Senior NPU Kernel / Operator Engineer
Overview
We are seeking a Senior NPU Kernel / Operator Engineer to lead the development and optimization of high-performance deep learning operators for a next-generation AI accelerator platform.
This role focuses on kernel design, hardware-aware performance tuning, and correctness validation across a broad range of neural network workloads.
The ideal candidate will have deep experience optimizing compute-intensive software on GPU, NPU, DSP, SIMD, embedded accelerators, compiler backends, or HPC systems, with the ability to reason from model-level requirements down to hardware execution efficiency.
Responsibilities
- Design, implement, and optimize high-performance operators such as:
- Normalization
- Reduction
- Transpose
- Reshape
- Gather / Scatter
- Quantization / Dequantization
- Fused elementwise kernels
- Own performance optimization across key hardware constraints, including:
- Memory bandwidth
- SRAM utilization
- Data reuse
- DMA latency
- Bank conflicts
- Compute utilization
- Develop advanced optimization strategies including:
- Tiling
- Blocking
- Vectorization
- Memory scheduling
- Analyze and resolve bottlenecks related to:
- Memory hierarchy
- Synchronization overhead
- Instruction scheduling
- Data movement
- Validate operator correctness and numerical precision against reference implementations (e.g. PyTorch, NumPy)
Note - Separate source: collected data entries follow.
PR #167, opened 2018-05-02
Generalize _create_acl routine

LorenzoBianconi:
In order to add the capability to specify a non-constant ACL match value,
add 'match' key to acl_create_args dictionary. match key will be used to
specify the used address-set for a given ACL rule

### DIFF
--- a/rally_ovs/plugins/ovs/scenarios/ovn.py
+++ b/rally_ovs/plugins/ovs/scenarios/ovn.py
@@ -186,7 +186,19 @@ class OvnScenario(scenario.OvsScenario):
         direction = acl_create_args.get("direction", "to-lport")
         priority = acl_create_args.get("priority", 1000)
         action = acl_create_args.get("action", "allow")
+        address_set = acl_create_args.get("address_set", "")
 
+        '''
+        match template: {
+            "direction" : "<inport/outport>",
+            "lport" : "<swicth port>",
+            "address_set" : "<address_set id>"
+            "l4_port" : "<l4 port number>",
+        }
+        '''
+        match_template = acl_create_args.get("match",
+                                             "%(direction)s == %(lport)s && \
+                                             ip4 && udp && udp.src == %(l4_port)s")
         if direction == "from-lport":
             p = "inport"
         else:
@@ -197,10 +209,11 @@ class OvnScenario(scenario.OvsScenario):
         ovn_nbctl.enable_batch_mode()
         for lport in lports:
             for i in range(acls_per_port):
-                match = '%s == "%s" && ip4 && udp && udp.src == %d' % \
-                        (p, lport["name"], 100 + i)
+                match = match_template % { 'direction' : p,
+                                           'lport' : lport["name"],
+                                           'address_set' : address_set,
+                                           'l4_port' : 100 + i }
                 ovn_nbctl.acl_add(sw, direction, priority, match, action)
-
             ovn_nbctl.flush()
 
 


rally_ovs/plugins/ovs/scenarios/ovn_nb.py
```diff
@@ -110,6 +110,7 @@ def create_and_list_acls(self,
         lswitches = self.get_or_create_lswitch_and_lport(lswitch_create_args,
                                     lport_create_args, lports_per_lswitch)
 
+        acl_create_args["match": "ip4 && udp"]
```
hzhou8: Sorry that I don't understand the syntax here. Is it supposed to be acl_create_args["match"] = "ip4 && udp"? Please forgive me if it turns out to be just my pool python skill :) At least it doesn't work in my local testing: 

>>> a = {'a': 'b'}
>>> a['a': 'c']
Traceback (most recent call last):
  File "<stdin>", line 1, in <module>
TypeError: unhashable type

If the purpose is the same, then another question is: why overriding without checking the user configured args? We wouldn't need the args if we just hard code the match this way, right?

rally_ovs/plugins/ovs/scenarios/ovn.py
```diff
@@ -196,11 +197,11 @@ def _create_acl(self, lswitch, lports, acl_create_args, acls_per_port):
         ovn_nbctl.set_sandbox("controller-sandbox", self.install_method)
         ovn_nbctl.enable_batch_mode()
         for lport in lports:
+            match = '%s == "%s"' % (p, lport["name"])
+            if extra_match_val:
+                match += " && %s" % extra_match_val
             for i in range(acls_per_port):
-                match = '%s == "%s" && ip4 && udp && udp.src == %d' % \
-                        (p, lport["name"], 100 + i)
                 ovn_nbctl.acl_add(sw, direction, priority, match, action)
```
hzhou8: 1) It is better avoid adding identical ACLs, e.g. use the old way to change source port.

2) what if extra_match_val is empty? It would better to generate some default match conditions still like the old way

hzhou8 (changes requested):

rally_ovs/plugins/ovs/scenarios/ovn.py
jsitnicki: What if we turn the `acl_create_args["match"]` into a meta-match that will be filled with values as needed, e.g.
```
In [9]: "%(direction)s == %(lport)s && udp.src == %(l4_port)s" % {'direction': 'inport', 'lport': 'foo', 'l4_port': 123}
Out[9]: 'inport == foo && udp.src == 123'

In [10]: "%(direction)s == %(lport)s" % {'direction': 'inport', 'lport': 'foo', 'l4_port': 123}
Out[10]: 'inport == foo'
```
And have the existing `match` as default value (`"%(direction)s == %(lport)s && ip4 && udp && udp.src == %(l4_port)d"`).

I think that should satisfy all needs.

rally_ovs/plugins/ovs/scenarios/ovn_nb.py
jsitnicki: Would be nice to add test coverage to scenarios that are being modified. It's not too much work with mocks. I can help if needed.

LorenzoBianconi: Yes sorry, just a typo

rally_ovs/plugins/ovs/scenarios/ovn.py
```diff
@@ -197,10 +209,11 @@ def _create_acl(self, lswitch, lports, acl_create_args, acls_per_port):
         ovn_nbctl.enable_batch_mode()
         for lport in lports:
             for i in range(acls_per_port):
-                match = '%s == "%s" && ip4 && udp && udp.src == %d' % \
-                        (p, lport["name"], 100 + i)
+                match = match_template % { 'direction' : p,
+                                           'lport' : lport["name"],
+                                           'address_set' : address_set,
```
hzhou8, line 214: Firstly, address_set is not in the match_template.
Secondly, if user didn't supply address_set (i.e. address_set == ""), we should not put it in the generated ACL

hzhou8 (changes requested):

rally_ovs/plugins/ovs/scenarios/ovn.py
LorenzoBianconi: Do you mean in the default match_template? The default template is the one used by create_and_list_acls() or create_and_delete_acls().
Since address_set is not in the default template, it is up to the user to provide both a match_template containing an address_set reference and a valid address_set id. If the user provides a templates not containing an address_set reference, it will not be put in the ACL rule. Am I missing something?

hzhou8: Now I got it. Thanks for explain. LGTM!

hzhou8 (approved):

PR #168, opened 2018-05-09
Redirect output of DdCtlMixin.get routine

LorenzoBianconi:
Redirect output of get DdCtlMixin.get routine from stdoutput to a
local variable

### DIFF
--- a/rally_ovs/plugins/ovs/ovsclients.py
+++ b/rally_ovs/plugins/ovs/ovsclients.py
@@ -18,6 +18,7 @@ import six
 
 from rally.common.plugin import plugin
 from utils import py_to_val
+from io import StringIO
 
 _NAMESPACE = "ovs"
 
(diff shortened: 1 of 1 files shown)


jsitnicki:
I'm wondering if in the end this is really needed. I've taken a look at the use of this change in https://github.com/LorenzoBianconi/ovn-scale-test/commits/switch_per_node_workload and I see that you _recreate_ the address set to add addresses to it. We don't need to do that, and I expect this is not what a sane CMS will do. We can append addresses to a set in a simpler way:
```
ovn-nbctl add Address_Set addrset0 addresses 1.1.1.1
```
And conversly remove them easily:
```
ovn-nbctl remove Address_Set addrset0 addresses 1.1.1.1
```

LorenzoBianconi:
@jsitnicki: ok, fine. I can add 'add' routine to DdCtlMixin class.
@hzhou8 do you think it matters to redirect the output of 'get' routine to a variable or it is fine to send it to stdout? (If so I can close the PR)

hzhou8 (approved):
Yes, it makes sense to return the output for get() interface. Thanks for the fix.

PR #169, opened 2018-05-09
Fix set_colval_args parsing

LorenzoBianconi:
Fix set_colval_args parsing if col_values size is one, e.g:

ovn-nbctl get Address_Set <address_set_name> addresses

### DIFF
--- a/rally_ovs/plugins/ovs/ovsclients.py
+++ b/rally_ovs/plugins/ovs/ovsclients.py
@@ -110,7 +110,9 @@ def parse_lswitch_list(lswitch_data):
 def set_colval_args(*col_values):
     args = []
     for entry in col_values:
-        if len(entry) == 2:
+        if len(entry) == 1:
+            col, op, val = '', '', entry[0]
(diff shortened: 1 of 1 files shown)


jsitnicki:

- Benchmark and profile kernel performance across simulation, emulation, FPGA, or production silicon environments
- Debug complex issues involving:
- Tensor layouts
- Precision loss
- Memory access patterns
- Performance regressions
- Build performance models and optimize operators toward hardware roofline limits
- Collaborate closely with compiler, runtime, hardware architecture, and ML model teams to improve operator APIs and execution efficiency
- Document optimization strategies, tensor layouts, and performance improvements
- Mentor junior engineers and help define engineering best practices
Requirements
- BS / MS / PhD in Computer Science, Electrical Engineering, Computer Engineering, or related field
- 5+ years of experience in one or more of the following:
- Accelerator programming
- GPU / NPU development
- Compiler backend engineering
- Embedded systems
- High-performance computing
- Performance optimization
- Strong programming skills in:
- Deep understanding of:
- Tensor computation
- Neural network operators
- Strong knowledge of computer architecture concepts:
- Memory hierarchy
- Bandwidth and latency analysis
- Cache / SRAM behaviour
- Parallelism and synchronization
- Data locality and vectorization
- Proven experience optimizing performance-critical kernels or numerical compute pipelines
- Ability to identify and resolve performance bottlenecks from algorithm through to hardware execution
- Strong debugging, profiling, and analytical problem-solving skills
Preferred Experience
Experience with one or more of the following:
Frameworks / Tooling
- CUDA
- Triton
- OpenCL
- TVM
- MLIR
- Halide
Systems Experience
- SIMD
- DSP
- Embedded C/C++
- GPU / NPU programming
- FPGA development
- HPC systems
Advanced Optimization Techniques
- Tiling and blocking
- Vectorization
- Memory access optimization
- Instruction scheduling
- Mixed-precision optimization
Numerical Formats
- FP32
- FP16
- BF16
- FP8
- INT8 / INT4
AI Accelerator Architecture Familiarity
- Matrix engines
- Vector engines
- Systolic arrays
- DMA engines
- SRAM / NoC / DRAM systems
Bonus
- Experience with simulator, emulator, FPGA, or silicon bring-up
Opportunity
Join a highly technical team building cutting-edge AI compute infrastructure and contribute directly to the performance of next-generation machine learning hardware. This is an opportunity to work at the intersection of AI systems, compiler optimisation, and hardware acceleration, with significant ownership and technical impact.